ECC stands for Error Correcting Code. It is a mechanism used to detect and correct data corruption errors in computer memory systems. ECC is important for system reliability and data integrity, especially in mission-critical applications.
In Arm Cortex-M series processors, ECC can be enabled for on-chip SRAM memories like Tightly Coupled Memory (TCM) and caches. This allows detection and correction of single-bit errors that may occur in these memories during operation. Enabling ECC provides higher reliability for code and data stored in the on-chip SRAM.
Why ECC is needed for TCM and Cache
SRAM memories like TCM and caches are susceptible to data corruption due to effects like cosmic rays, alpha particles, power supply noise etc. Without ECC, such errors can cause unpredictable system behavior or crashes. ECC helps prevent this by detecting and fixing single-bit errors.
For mission-critical applications like automotive, industrial, medical etc, ECC is a must-have for reliability. Even a single-bit error in a critical variable can be catastrophic in such systems. ECC provides the necessary data integrity to meet safety requirements.
Additionally, at advanced process nodes like 40nm and below, SRAM cells become more vulnerable to data corruption due to reduced operating voltages. ECC becomes even more important for reliability as process nodes shrink.
How ECC works in Arm Cortex-M TCM and Cache
Arm uses Single Error Correction Double Error Detection (SECDED) ECC for protecting on-chip SRAM. Every 32-bit word in the TCM or cache has an additional 7-bit ECC code associated with it.
When a 32-bit data word is written to the TCM/cache, the ECC logic generates and stores a 7-bit ECC code for that word. This ECC code is calculated based on the data bits using a specialized algorithm.
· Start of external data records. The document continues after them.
PR #223, opened 2022-08-30
fix(dashboard): add touch support for context menu

jmbuss:
## Overview
This adds support for the context menu on a touch device. The trigger is a long press (500ms) on the dashboard grid area. The implementation uses a custom decorator to register the event listeners.

## Tests

## Legal

### DIFF
--- a/packages/dashboard/src/components/iot-dashboard/getDashboardPosition.ts
+++ b/packages/dashboard/src/components/iot-dashboard/getDashboardPosition.ts
@@ -2,9 +2,30 @@ import { Position } from '../../types';
 
 export const DASHBOARD_CONTAINER_ID = 'container';
 
-export const getDashboardPosition = (event: MouseEvent): Position => {
-  let totalOffsetX = event.offsetX;
-  let totalOffsetY = event.offsetY;
+const getOffsets = (event: MouseEvent | TouchEvent | PointerEvent) => {
+  if (event instanceof TouchEvent) {
+    const ev = event.touches[0];
+
+    const rect = (ev.target as HTMLElement).getBoundingClientRect();
+    const offsetX = ev.clientX - rect.x;
+    const offsetY = ev.clientY - rect.y;
+
+    return {
+      offsetX,
+      offsetY,
+    };
+  }
+
+  return {
+    offsetX: event.offsetX,
+    offsetY: event.offsetY,
+  };
+};
+
+export const getDashboardPosition = (event: MouseEvent | TouchEvent | PointerEvent): Position => {
+  const { offsetX, offsetY } = getOffsets(event);
+  let totalOffsetX = offsetX;
+  let totalOffsetY = offsetY;
   let currElement: HTMLElement | null = event.target as HTMLElement;
 
   while (currElement && currElement.id != DASHBOARD_CONTAINER_ID) {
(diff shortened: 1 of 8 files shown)


packages/dashboard/src/components/iot-dashboard/getDashboardPosition.ts
```diff
@@ -2,9 +2,30 @@ import { Position } from '../../types';
 
 export const DASHBOARD_CONTAINER_ID = 'container';
 
-export const getDashboardPosition = (event: MouseEvent): Position => {
-  let totalOffsetX = event.offsetX;
-  let totalOffsetY = event.offsetY;
+const getOffsets = (event: MouseEvent | TouchEvent | PointerEvent) => {
+  if ((event as TouchEvent).touches) {
```
diehbria, line 6: is there a way to utilize narrowing (https://www.typescriptlang.org/docs/handbook/2/narrowing.html) to achieve this without asserting `as`?

diehbria (changes requested):

packages/dashboard/src/decorators/press.ts
```diff
@@ -0,0 +1,128 @@
...
+
+const defaultOptions: Required<PressOptions> = {
+  duration: 500,
+  threshold: 5,
+  trigger: 'touch',
+  target: 'self',
+};
+
+type EventTypess = {
+  start: string;
```
diehbria, line 24: are these actually any string? or is there a strict set of values they can be

packages/dashboard/src/decorators/press.ts
```diff
@@ -0,0 +1,128 @@
+import { ComponentInterface } from '@stencil/core';
+import { noop } from 'lodash';
+import { Position } from '../types';
+import { distance } from '../util/distance';
+
+export type PressEvents = 'press';
+
+type PressTrigger = 'mouse' | 'touch' | 'all';
+export type PressOptions = {
+  duration?: number;
```
diehbria, line 10: can you document the units expected? duration in MS?

packages/dashboard/src/decorators/press.ts
```diff
@@ -0,0 +1,128 @@
...
+      x: ev.clientX,
+      y: ev.clientY,
+    };
+    pressTimeout = setTimeout(() => {
+      cb.call(component, event);
+      reset();
+    }, duration);
+  };
+  const pressEndHandler = (event: Event) => {
+    if (startPosition === null || event.type === 'mouseup' || event.type === 'pointerup') {
```
diehbria, line 93: a common bug i see is where people handle null explicitly, and then eventually something changes and an `undefined` somehow gets passed down. we can just use `== null` and `!= null` instead and always just handle null and undefined - unless there is a really good reason otherwise.

jmbuss: The typing on start position is defined as `let startPosition: Position | null = null;`. Unless someone overrides an assignment with an any or something similar this shouldn't be a problem? I can change the check to see if the variable is falsey to guard against that case though.

packages/dashboard/src/components/iot-dashboard/getDashboardPosition.ts
jmbuss: yup! good callout.

diehbria (approved):

PR #3700, opened 2024-03-31
Add well-formed timetable validation check

### LINKED ISSUE #3673: Add well-formed timetable validation check
Right now, NUSMods just checks on load for whether a timetable object exists. This could potentially cause issues since we never explicitly check that `data` is of type `PageData`. Notice here that `data` is implicitly converted from `any` as returned in `JSON.parse` to `PageData`, received as a parameter to `validatePageData`.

When the data word is read back, the ECC logic recalculates the ECC code based on the 32 data bits. It compares this to the 7-bit ECC code that was stored earlier. If the two ECC codes match, there is no error. If they don’t match, it means the data got corrupted at some point.
If there is a mismatch, the ECC logic can examine the ECC codes to identify the exact bit that got flipped. It then flips this bit back to correct the error. ThisSECDED ECC allows single-bit errors to be detected and corrected in this manner.
If the ECC logic detects two or more bit errors, it will raise an exception and notify the processor. The system software can then take appropriate corrective action.
Enabling ECC on Cortex-M TCM and Cache
ECC support for TCM and cache needs to be enabled during processor configuration and chip design stages. The ARM processor IP will include additional ECC logic when this feature is turned on.
ECC checkbits are generated and stored in additional SRAM added for this purpose. For 32-bit TCM/cache with 7-bit ECC, about 22% extra on-chip SRAM is required to store checkbits.
During system boot, ECC detection and correction needs to be explicitly enabled by setting certain registers. The processor system architecture and operating system needs to be ECC-aware to leverage the feature.
For Cortex-M7 and newer cores, ECC can be enabled for both TCMs and the unified cache. Older cores like Cortex-M3 and M4 only support ECC for TCM, not for caches.
Software Usage
To leverage ECC, the compiler toolchain needs to insert appropriate ECC setup code during program startup. Linker scripts must allocate ECC bits alongside TCM/cache memory. OS drivers need to enable ECC decoding on memory reads.
ECC exceptions need to trigger handler code that attempts recovery or restart. Periodic ECC status checks and scrubbing routines should run to detect errors proactively.
Most ECC usage details are encapsulated by the runtime library, OS and drivers. Application software typically does not need ECC-specific handling. However some mission-critical software may want to check ECC status explicitly.
Performance and Power Implications
Enabling ECC causes some performance overhead during memory writes, as ECC bits have to be calculated and written. However, the cycle timing overhead is minimal on modern cores like Cortex-M7.
For reads, ECC checking is off the critical path and does not affect cycle count. However, power consumption increases slightly as ECC logic remains active for every read.
Overall, the power and performance overhead from ECC is modest. The reliability benefits typically outweigh the small cost for mission-critical applications requiring high data integrity.
Comparison to Parity Protection
Parity is a simpler form of error detection using a single parity bit per data word. Unlike ECC, parity cannot correct errors, only detect them. Parity also cannot identify which bit got corrupted.
Parity offers lower cost, lower latency and lower power than ECC. However, ECC provides higher data integrity than parity alone. In many cases, the reliability of ECC is preferable despite marginally higher overheads.
Conclusion
ECC support on internal TCM and cache memories enables Arm Cortex-M cores to meet very high reliability requirements. ECC detects and fixes single-bit errors that may occur in on-chip SRAM arrays due to environmental disturbances or device issues. For applications demanding high data integrity, the protection of ECC is an important feature in the Cortex-M family.